From the records below, return every line containing the word "widgets".

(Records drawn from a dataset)
◆ ◆ ◆

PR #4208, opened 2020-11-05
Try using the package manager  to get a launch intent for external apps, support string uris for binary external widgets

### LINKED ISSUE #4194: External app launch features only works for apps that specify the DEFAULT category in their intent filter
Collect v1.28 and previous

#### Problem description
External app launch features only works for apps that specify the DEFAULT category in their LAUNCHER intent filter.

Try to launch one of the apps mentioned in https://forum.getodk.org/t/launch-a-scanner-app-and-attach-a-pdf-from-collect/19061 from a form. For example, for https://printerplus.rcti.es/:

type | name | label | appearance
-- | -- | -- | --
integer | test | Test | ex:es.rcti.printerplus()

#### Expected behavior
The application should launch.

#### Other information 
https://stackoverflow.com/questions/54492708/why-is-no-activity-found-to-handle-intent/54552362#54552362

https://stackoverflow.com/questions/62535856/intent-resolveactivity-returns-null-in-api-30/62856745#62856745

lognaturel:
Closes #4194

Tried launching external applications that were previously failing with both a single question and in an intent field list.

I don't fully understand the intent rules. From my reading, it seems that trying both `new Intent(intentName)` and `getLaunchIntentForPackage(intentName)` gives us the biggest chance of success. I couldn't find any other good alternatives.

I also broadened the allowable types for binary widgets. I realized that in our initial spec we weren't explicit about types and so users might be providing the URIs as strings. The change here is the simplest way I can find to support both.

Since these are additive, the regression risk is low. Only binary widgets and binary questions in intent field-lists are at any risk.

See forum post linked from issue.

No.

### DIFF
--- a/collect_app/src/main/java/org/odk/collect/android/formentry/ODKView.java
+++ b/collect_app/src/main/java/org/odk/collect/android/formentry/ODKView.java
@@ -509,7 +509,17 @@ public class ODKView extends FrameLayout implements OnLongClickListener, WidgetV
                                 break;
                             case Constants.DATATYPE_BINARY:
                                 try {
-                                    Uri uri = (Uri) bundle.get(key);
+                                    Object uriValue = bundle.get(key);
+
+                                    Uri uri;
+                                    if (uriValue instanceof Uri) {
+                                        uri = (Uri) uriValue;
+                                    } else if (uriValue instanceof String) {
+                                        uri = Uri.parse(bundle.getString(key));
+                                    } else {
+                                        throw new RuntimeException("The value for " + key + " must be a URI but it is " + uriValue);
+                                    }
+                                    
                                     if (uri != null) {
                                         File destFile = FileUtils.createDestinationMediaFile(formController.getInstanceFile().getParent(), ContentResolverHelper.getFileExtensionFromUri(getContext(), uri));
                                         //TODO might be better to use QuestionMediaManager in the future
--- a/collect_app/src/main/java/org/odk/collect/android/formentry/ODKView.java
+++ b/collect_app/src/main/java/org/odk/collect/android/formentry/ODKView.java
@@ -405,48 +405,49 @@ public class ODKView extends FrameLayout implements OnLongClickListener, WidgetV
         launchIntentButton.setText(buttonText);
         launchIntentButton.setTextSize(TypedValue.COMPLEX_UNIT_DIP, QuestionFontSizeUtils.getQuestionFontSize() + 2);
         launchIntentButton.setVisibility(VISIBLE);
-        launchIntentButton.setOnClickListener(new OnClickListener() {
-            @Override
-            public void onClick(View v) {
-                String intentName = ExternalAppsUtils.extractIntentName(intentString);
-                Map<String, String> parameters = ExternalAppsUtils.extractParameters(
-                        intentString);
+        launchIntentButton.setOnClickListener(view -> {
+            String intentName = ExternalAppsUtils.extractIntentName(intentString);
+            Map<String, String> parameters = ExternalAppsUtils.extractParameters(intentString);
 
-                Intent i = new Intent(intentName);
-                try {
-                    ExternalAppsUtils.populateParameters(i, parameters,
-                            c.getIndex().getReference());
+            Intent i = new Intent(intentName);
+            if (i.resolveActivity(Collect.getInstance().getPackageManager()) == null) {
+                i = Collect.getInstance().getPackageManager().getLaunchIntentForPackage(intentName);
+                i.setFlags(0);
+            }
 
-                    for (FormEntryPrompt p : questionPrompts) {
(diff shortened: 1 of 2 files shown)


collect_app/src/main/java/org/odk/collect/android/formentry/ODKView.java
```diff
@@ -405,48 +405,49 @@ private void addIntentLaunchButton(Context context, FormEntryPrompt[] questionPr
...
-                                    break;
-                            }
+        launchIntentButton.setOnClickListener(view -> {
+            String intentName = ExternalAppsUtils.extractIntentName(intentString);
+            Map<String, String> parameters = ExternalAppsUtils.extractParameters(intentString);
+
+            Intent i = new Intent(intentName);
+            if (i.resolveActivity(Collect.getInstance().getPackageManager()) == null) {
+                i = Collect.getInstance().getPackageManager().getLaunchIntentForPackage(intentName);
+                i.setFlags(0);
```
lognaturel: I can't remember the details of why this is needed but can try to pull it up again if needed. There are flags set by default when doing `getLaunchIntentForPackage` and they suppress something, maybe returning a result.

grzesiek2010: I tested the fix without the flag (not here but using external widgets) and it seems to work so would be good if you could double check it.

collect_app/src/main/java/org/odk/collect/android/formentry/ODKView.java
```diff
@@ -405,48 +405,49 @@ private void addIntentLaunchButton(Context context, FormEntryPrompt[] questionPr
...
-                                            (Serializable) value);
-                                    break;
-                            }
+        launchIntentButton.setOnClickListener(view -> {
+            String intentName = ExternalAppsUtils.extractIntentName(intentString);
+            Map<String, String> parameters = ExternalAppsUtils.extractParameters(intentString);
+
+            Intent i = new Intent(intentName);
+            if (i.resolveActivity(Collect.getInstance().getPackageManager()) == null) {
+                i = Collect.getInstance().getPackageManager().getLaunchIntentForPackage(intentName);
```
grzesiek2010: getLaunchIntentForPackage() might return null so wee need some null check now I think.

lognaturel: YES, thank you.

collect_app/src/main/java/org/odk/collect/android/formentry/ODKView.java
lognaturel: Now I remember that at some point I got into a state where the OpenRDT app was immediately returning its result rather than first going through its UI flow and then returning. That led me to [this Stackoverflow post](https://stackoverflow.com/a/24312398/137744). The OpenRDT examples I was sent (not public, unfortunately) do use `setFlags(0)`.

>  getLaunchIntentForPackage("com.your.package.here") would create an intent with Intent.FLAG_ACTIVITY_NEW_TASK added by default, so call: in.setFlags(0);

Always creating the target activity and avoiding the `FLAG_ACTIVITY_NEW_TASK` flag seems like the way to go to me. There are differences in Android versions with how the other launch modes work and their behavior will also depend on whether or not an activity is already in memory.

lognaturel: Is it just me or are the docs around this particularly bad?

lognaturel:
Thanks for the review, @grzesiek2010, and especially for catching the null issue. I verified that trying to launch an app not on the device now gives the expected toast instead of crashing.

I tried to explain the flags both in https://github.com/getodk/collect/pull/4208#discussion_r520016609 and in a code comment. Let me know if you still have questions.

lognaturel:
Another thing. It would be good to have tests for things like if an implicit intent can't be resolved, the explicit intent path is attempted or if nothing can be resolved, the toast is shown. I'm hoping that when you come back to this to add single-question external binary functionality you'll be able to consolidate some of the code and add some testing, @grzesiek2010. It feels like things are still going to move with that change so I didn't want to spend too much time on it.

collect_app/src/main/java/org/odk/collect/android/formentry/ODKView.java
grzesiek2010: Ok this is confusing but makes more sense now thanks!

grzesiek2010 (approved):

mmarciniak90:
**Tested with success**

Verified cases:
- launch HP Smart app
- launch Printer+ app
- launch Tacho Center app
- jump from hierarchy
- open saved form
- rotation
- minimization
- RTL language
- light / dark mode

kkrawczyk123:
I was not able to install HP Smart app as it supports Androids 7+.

◆ ◆ ◆

RESPONSE TO THE EXERCISE –
Try using the package manager  to get a launch intent for external apps, support string uris for binary external widgets
I also broadened the allowable types for binary widgets. I realized that in our initial spec we weren't explicit about types and so users might be providing the URIs as strings. The change here is the simplest way I can find to support both.
Since these are additive, the regression risk is low. Only binary widgets and binary questions in intent field-lists are at any risk.
grzesiek2010: I tested the fix without the flag (not here but using external widgets) and it seems to work so would be good if you could double check it.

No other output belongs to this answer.